* Exercise:
Every entry below is to be retyped exactly as it appears.

* Data in this exercise:

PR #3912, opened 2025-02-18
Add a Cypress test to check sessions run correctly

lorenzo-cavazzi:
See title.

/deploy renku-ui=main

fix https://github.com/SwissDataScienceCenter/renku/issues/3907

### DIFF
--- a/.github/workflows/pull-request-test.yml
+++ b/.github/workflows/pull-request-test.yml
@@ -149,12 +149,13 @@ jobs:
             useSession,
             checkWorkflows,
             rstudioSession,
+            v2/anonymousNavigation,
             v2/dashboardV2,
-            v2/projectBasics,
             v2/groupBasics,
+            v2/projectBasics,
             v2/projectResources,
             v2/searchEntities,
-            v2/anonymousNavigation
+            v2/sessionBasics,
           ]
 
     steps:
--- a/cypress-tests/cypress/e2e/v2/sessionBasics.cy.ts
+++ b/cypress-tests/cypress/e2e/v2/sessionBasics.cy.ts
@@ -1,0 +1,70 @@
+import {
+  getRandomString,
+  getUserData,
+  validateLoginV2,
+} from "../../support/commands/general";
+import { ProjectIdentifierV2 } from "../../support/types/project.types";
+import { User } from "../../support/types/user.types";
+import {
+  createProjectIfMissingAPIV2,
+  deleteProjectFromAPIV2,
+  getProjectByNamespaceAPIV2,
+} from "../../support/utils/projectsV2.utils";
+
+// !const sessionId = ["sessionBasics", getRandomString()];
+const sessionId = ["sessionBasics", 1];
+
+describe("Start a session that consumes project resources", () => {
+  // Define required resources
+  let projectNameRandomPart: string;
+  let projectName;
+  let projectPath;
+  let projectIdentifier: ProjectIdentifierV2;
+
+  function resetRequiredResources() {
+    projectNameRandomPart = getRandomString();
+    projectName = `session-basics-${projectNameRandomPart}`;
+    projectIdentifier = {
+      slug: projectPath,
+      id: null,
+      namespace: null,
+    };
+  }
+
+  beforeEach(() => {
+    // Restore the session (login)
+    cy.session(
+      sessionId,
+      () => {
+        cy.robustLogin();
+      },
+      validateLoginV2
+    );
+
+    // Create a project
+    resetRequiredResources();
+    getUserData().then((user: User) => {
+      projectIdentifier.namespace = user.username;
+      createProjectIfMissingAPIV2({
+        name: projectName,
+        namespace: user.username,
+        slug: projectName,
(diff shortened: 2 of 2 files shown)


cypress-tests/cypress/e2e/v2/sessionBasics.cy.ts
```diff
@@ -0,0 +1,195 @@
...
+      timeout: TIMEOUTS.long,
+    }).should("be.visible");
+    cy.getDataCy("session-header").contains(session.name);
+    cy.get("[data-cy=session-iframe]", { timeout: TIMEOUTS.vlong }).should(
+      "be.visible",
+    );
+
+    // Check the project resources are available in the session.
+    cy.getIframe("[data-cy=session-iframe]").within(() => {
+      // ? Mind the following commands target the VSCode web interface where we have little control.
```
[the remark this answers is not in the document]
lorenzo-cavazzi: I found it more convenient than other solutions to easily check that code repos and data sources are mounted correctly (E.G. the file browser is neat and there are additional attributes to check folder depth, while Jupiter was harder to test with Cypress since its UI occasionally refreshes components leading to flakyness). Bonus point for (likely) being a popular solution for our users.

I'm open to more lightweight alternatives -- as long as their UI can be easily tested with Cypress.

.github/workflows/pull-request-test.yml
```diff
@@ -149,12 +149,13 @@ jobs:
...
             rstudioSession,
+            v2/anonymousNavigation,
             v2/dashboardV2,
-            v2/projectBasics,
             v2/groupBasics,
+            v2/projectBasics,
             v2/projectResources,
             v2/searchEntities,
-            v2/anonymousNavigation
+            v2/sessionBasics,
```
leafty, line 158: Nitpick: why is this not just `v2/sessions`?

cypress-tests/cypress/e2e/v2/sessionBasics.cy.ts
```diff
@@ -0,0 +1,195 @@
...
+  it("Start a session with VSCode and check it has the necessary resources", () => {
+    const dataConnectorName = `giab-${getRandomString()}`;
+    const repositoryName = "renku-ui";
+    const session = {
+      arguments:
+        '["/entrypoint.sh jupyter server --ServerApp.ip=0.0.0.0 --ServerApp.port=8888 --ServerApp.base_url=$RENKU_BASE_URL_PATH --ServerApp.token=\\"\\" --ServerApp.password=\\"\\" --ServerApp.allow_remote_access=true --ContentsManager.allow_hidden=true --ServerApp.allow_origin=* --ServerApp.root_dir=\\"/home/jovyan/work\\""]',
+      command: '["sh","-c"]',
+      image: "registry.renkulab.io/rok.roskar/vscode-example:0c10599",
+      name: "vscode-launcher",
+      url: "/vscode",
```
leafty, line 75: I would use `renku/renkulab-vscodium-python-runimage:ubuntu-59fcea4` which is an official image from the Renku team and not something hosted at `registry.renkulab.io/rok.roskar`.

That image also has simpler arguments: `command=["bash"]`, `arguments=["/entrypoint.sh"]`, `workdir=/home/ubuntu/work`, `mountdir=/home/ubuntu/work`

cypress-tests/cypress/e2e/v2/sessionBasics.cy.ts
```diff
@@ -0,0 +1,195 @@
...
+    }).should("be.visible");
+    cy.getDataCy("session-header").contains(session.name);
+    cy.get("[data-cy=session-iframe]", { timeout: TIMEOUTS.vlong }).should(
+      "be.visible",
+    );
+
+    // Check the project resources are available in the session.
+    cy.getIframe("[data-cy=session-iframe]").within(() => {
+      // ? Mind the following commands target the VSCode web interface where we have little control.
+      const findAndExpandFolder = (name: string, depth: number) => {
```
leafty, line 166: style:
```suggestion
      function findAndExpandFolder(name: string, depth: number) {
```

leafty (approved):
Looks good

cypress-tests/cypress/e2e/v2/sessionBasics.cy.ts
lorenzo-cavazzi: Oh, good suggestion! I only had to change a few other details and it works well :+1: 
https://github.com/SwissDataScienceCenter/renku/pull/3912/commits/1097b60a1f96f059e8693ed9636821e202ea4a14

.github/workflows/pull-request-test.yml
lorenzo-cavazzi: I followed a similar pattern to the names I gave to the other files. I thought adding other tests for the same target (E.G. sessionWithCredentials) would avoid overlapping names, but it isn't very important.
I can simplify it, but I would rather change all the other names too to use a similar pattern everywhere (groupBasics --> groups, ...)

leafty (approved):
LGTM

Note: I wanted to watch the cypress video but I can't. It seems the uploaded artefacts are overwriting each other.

* The answer:
PR #3912, opened 2025-02-18
Add a Cypress test to check sessions run correctly

lorenzo-cavazzi:
See title.

/deploy renku-ui=main

fix https://github.com/SwissDataScienceCenter/renku/issues/3907

### DIFF
--- a/.github/workflows/pull-request-test.yml
+++ b/.github/workflows/pull-request-test.yml
@@ -149,12 +149,13 @@ jobs:
             useSession,
             checkWorkflows,
             rstudioSession,
+            v2/anonymousNavigation,
             v2/dashboardV2,
-            v2/projectBasics,
             v2/groupBasics,
+            v2/projectBasics,
             v2/projectResources,
             v2/searchEntities,
-            v2/anonymousNavigation
+            v2/sessionBasics,
           ]
 
     steps:
--- a/cypress-tests/cypress/e2e/v2/sessionBasics.cy.ts
+++ b/cypress-tests/cypress/e2e/v2/sessionBasics.cy.ts
@@ -1,0 +1,70 @@
+import {
+  getRandomString,
+  getUserData,
+  validateLoginV2,
+} from "../../support/commands/general";
+import { ProjectIdentifierV2 } from "../../support/types/project.types";
+import { User } from "../../support/types/user.types";
+import {
+  createProjectIfMissingAPIV2,
+  deleteProjectFromAPIV2,
+  getProjectByNamespaceAPIV2,
+} from "../../support/utils/projectsV2.utils";
+
+// !const sessionId = ["sessionBasics", getRandomString()];
+const sessionId = ["sessionBasics", 1];
+
+describe("Start a session that consumes project resources", () => {
+  // Define required resources
+  let projectNameRandomPart: string;
+  let projectName;
+  let projectPath;
+  let projectIdentifier: ProjectIdentifierV2;
+
+  function resetRequiredResources() {
+    projectNameRandomPart = getRandomString();
+    projectName = `session-basics-${projectNameRandomPart}`;
+    projectIdentifier = {
+      slug: projectPath,
+      id: null,
+      namespace: null,
+    };
+  }
+
+  beforeEach(() => {
+    // Restore the session (login)
+    cy.session(
+      sessionId,
+      () => {
+        cy.robustLogin();
+      },
+      validateLoginV2
+    );
+
+    // Create a project
+    resetRequiredResources();
+    getUserData().then((user: User) => {
+      projectIdentifier.namespace = user.username;
+      createProjectIfMissingAPIV2({
+        name: projectName,
+        namespace: user.username,
+        slug: projectName,
(diff shortened: 2 of 2 files shown)


cypress-tests/cypress/e2e/v2/sessionBasics.cy.ts
```diff
@@ -0,0 +1,195 @@
...
+      timeout: TIMEOUTS.long,
+    }).should("be.visible");
+    cy.getDataCy("session-header").contains(session.name);
+    cy.get("[data-cy=session-iframe]", { timeout: TIMEOUTS.vlong }).should(
+      "be.visible",
+    );
+
+    // Check the project resources are available in the session.
+    cy.getIframe("[data-cy=session-iframe]").within(() => {
+      // ? Mind the following commands target the VSCode web interface where we have little control.
```
[the remark this answers is not in the document]
lorenzo-cavazzi: I found it more convenient than other solutions to easily check that code repos and data sources are mounted correctly (E.G. the file browser is neat and there are additional attributes to check folder depth, while Jupiter was harder to test with Cypress since its UI occasionally refreshes components leading to flakyness). Bonus point for (likely) being a popular solution for our users.

I'm open to more lightweight alternatives -- as long as their UI can be easily tested with Cypress.

.github/workflows/pull-request-test.yml
```diff
@@ -149,12 +149,13 @@ jobs:
...
             rstudioSession,
+            v2/anonymousNavigation,
             v2/dashboardV2,
-            v2/projectBasics,
             v2/groupBasics,
+            v2/projectBasics,
             v2/projectResources,
             v2/searchEntities,
-            v2/anonymousNavigation
+            v2/sessionBasics,
```
leafty, line 158: Nitpick: why is this not just `v2/sessions`?

cypress-tests/cypress/e2e/v2/sessionBasics.cy.ts
```diff
@@ -0,0 +1,195 @@
...
+  it("Start a session with VSCode and check it has the necessary resources", () => {
+    const dataConnectorName = `giab-${getRandomString()}`;
+    const repositoryName = "renku-ui";
+    const session = {
+      arguments:
+        '["/entrypoint.sh jupyter server --ServerApp.ip=0.0.0.0 --ServerApp.port=8888 --ServerApp.base_url=$RENKU_BASE_URL_PATH --ServerApp.token=\\"\\" --ServerApp.password=\\"\\" --ServerApp.allow_remote_access=true --ContentsManager.allow_hidden=true --ServerApp.allow_origin=* --ServerApp.root_dir=\\"/home/jovyan/work\\""]',
+      command: '["sh","-c"]',
+      image: "registry.renkulab.io/rok.roskar/vscode-example:0c10599",
+      name: "vscode-launcher",
+      url: "/vscode",
```
leafty, line 75: I would use `renku/renkulab-vscodium-python-runimage:ubuntu-59fcea4` which is an official image from the Renku team and not something hosted at `registry.renkulab.io/rok.roskar`.

That image also has simpler arguments: `command=["bash"]`, `arguments=["/entrypoint.sh"]`, `workdir=/home/ubuntu/work`, `mountdir=/home/ubuntu/work`

cypress-tests/cypress/e2e/v2/sessionBasics.cy.ts
```diff
@@ -0,0 +1,195 @@
...
+    }).should("be.visible");
+    cy.getDataCy("session-header").contains(session.name);
+    cy.get("[data-cy=session-iframe]", { timeout: TIMEOUTS.vlong }).should(
+      "be.visible",
+    );
+
+    // Check the project resources are available in the session.
+    cy.getIframe("[data-cy=session-iframe]").within(() => {
+      // ? Mind the following commands target the VSCode web interface where we have little control.
+      const findAndExpandFolder = (name: string, depth: number) => {
```
leafty, line 166: style:
```suggestion
      function findAndExpandFolder(name: string, depth: number) {
```

leafty (approved):
Looks good

cypress-tests/cypress/e2e/v2/sessionBasics.cy.ts
lorenzo-cavazzi: Oh, good suggestion! I only had to change a few other details and it works well :+1: 
https://github.com/SwissDataScienceCenter/renku/pull/3912/commits/1097b60a1f96f059e8693ed9636821e202ea4a14

.github/workflows/pull-request-test.yml
lorenzo-cavazzi: I followed a similar pattern to the names I gave to the other files. I thought adding other tests for the same target (E.G. sessionWithCredentials) would avoid overlapping names, but it isn't very important.
I can simplify it, but I would rather change all the other names too to use a similar pattern everywhere (groupBasics --> groups, ...)

leafty (approved):
LGTM

Note: I wanted to watch the cypress video but I can't. It seems the uploaded artefacts are overwriting each other.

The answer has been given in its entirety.